Collected data entries
= Beginning of Section =

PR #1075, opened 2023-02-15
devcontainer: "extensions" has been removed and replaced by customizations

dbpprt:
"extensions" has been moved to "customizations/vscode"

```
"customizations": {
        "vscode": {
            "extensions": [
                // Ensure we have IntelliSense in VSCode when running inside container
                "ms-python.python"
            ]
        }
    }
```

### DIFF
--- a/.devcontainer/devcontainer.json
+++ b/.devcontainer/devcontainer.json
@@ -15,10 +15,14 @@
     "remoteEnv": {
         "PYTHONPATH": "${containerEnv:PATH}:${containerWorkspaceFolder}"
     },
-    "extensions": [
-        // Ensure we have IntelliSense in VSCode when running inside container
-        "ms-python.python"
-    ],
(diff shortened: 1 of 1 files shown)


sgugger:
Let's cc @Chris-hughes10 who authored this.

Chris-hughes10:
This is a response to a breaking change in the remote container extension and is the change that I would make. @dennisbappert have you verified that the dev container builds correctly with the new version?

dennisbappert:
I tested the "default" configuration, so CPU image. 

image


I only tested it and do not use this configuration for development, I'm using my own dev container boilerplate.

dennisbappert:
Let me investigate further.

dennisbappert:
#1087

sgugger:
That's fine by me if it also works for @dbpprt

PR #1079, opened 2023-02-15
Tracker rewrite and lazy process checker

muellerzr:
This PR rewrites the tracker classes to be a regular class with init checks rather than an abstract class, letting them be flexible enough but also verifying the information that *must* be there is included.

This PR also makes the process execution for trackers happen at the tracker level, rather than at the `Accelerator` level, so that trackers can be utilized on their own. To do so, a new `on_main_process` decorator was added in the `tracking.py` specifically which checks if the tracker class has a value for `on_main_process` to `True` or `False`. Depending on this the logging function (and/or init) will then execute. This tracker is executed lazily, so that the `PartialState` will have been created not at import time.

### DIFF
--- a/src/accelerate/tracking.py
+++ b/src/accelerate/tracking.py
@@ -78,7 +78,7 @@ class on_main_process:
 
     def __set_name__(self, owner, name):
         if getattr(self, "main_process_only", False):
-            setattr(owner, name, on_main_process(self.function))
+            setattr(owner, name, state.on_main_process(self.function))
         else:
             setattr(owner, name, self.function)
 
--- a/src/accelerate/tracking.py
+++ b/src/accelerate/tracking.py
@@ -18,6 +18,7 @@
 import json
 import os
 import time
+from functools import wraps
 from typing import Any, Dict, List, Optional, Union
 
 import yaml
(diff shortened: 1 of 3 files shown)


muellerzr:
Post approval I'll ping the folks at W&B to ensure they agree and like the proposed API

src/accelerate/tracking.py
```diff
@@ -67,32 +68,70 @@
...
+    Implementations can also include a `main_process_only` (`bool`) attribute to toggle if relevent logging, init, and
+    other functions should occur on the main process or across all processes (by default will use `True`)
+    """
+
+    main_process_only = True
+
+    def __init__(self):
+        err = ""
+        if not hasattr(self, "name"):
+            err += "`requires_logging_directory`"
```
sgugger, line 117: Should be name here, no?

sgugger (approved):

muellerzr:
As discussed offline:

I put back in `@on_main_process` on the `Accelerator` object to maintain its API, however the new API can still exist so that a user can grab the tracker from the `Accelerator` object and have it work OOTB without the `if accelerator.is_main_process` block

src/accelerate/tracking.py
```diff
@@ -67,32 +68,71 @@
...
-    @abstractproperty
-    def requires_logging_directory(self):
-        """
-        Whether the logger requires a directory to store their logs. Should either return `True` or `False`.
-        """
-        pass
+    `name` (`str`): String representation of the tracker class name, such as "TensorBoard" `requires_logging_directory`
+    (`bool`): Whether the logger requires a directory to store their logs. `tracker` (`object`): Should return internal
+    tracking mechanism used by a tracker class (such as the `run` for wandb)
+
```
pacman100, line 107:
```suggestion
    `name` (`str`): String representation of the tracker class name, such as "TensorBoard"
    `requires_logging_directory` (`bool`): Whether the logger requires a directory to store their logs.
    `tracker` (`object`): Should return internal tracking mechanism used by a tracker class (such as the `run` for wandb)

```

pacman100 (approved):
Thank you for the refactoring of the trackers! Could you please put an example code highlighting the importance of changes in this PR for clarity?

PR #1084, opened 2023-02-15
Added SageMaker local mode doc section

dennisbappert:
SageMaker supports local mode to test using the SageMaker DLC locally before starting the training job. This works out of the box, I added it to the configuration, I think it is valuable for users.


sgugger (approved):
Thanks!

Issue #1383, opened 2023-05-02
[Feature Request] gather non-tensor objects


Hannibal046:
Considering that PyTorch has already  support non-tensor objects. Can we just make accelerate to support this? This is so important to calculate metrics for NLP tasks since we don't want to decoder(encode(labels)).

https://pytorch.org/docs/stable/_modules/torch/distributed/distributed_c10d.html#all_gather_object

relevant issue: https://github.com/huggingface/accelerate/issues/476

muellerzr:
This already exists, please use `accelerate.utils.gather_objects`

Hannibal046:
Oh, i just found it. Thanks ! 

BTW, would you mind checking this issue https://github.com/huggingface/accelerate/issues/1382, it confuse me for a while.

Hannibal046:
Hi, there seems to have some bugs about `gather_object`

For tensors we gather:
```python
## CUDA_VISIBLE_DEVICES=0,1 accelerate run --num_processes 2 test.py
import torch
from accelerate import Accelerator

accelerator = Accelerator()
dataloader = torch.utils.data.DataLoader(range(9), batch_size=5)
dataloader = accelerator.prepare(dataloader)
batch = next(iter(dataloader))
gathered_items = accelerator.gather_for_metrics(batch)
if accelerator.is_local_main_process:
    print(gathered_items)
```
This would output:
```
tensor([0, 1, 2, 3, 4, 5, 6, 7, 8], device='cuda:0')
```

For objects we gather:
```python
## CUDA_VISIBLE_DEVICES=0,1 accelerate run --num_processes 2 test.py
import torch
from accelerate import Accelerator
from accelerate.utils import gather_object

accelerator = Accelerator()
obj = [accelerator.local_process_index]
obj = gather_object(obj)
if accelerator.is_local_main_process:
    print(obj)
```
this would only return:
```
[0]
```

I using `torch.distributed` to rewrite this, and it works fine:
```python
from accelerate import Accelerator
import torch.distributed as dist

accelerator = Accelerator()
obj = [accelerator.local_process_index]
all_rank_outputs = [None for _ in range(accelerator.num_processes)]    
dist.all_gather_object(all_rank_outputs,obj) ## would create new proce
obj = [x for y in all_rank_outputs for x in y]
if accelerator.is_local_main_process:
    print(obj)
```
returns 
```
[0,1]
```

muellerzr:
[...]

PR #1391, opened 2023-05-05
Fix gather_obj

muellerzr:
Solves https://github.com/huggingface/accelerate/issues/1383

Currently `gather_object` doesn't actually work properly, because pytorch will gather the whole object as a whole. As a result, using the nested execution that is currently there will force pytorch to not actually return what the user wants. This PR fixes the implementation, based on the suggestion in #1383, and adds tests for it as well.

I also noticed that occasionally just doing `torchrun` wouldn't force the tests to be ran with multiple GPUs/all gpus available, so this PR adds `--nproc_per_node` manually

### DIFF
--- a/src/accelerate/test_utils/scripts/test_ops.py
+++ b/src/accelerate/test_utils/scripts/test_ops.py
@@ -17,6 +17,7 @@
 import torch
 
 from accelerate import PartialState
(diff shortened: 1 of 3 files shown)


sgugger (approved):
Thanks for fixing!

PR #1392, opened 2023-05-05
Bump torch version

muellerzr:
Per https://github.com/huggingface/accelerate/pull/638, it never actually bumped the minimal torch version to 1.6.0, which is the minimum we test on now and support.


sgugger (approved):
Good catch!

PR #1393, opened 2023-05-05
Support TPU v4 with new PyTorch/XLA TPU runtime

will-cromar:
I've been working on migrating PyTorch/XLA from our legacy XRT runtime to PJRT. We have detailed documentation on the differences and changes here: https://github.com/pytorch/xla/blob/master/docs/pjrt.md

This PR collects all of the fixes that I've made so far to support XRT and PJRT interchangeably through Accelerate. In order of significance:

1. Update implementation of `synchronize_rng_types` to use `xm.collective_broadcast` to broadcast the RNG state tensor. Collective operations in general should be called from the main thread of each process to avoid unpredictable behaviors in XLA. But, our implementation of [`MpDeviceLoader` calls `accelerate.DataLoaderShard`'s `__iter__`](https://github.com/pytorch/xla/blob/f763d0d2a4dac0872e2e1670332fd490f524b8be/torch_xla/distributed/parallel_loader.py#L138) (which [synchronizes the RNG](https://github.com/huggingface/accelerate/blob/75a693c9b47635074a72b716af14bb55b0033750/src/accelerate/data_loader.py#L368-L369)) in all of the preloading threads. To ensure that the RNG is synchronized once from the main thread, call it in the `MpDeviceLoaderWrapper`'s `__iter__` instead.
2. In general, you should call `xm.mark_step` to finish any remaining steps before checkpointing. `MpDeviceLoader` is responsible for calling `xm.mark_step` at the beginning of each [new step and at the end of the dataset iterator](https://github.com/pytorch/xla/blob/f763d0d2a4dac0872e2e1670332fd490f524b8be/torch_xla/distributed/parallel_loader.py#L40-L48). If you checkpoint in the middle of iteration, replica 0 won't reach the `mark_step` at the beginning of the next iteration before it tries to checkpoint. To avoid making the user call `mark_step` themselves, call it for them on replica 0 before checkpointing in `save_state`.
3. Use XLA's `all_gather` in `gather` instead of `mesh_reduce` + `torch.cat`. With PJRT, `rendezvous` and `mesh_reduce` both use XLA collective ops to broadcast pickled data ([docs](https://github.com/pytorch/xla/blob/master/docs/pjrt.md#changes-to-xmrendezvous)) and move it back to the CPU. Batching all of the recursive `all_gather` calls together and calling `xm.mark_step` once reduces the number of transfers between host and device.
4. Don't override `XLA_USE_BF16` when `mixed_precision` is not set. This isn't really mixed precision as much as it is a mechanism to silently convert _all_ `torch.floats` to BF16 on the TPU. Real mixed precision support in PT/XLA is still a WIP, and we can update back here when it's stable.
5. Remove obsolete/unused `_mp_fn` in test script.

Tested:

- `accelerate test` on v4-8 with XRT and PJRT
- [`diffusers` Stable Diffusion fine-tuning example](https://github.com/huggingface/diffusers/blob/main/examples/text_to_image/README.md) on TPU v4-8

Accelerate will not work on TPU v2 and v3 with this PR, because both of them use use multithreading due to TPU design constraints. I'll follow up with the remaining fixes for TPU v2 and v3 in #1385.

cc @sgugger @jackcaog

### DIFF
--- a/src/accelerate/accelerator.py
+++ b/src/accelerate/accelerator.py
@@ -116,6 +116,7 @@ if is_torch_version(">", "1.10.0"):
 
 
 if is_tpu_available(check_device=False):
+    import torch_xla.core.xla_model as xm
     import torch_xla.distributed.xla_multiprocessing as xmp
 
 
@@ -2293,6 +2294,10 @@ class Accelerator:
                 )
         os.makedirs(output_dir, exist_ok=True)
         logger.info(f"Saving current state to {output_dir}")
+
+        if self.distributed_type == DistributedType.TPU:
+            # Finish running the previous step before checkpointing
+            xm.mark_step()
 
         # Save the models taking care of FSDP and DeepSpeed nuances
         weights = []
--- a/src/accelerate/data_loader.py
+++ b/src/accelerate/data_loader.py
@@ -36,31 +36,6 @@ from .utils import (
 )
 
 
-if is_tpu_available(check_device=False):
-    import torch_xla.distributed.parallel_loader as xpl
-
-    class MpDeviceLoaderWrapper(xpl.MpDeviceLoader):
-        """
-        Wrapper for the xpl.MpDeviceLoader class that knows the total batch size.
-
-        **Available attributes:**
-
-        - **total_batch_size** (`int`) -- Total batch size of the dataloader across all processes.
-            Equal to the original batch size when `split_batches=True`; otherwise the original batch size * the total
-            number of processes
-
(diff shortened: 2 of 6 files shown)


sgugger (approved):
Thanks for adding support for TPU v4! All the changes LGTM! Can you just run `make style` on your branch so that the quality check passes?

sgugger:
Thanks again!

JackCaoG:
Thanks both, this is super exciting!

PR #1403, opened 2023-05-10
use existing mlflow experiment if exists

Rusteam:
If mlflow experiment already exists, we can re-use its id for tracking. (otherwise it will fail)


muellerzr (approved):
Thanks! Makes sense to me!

= End of Section =

= Exercise objective =
Which lines above contain the word "when"? Copy each of them.

= Answer to this exercise =
                // Ensure we have IntelliSense in VSCode when running inside container
-        // Ensure we have IntelliSense in VSCode when running inside container
4. Don't override `XLA_USE_BF16` when `mixed_precision` is not set. This isn't really mixed precision as much as it is a mechanism to silently convert _all_ `torch.floats` to BF16 on the TPU. Real mixed precision support in PT/XLA is still a WIP, and we can update back here when it's stable.
-            Equal to the original batch size when `split_batches=True`; otherwise the original batch size * the total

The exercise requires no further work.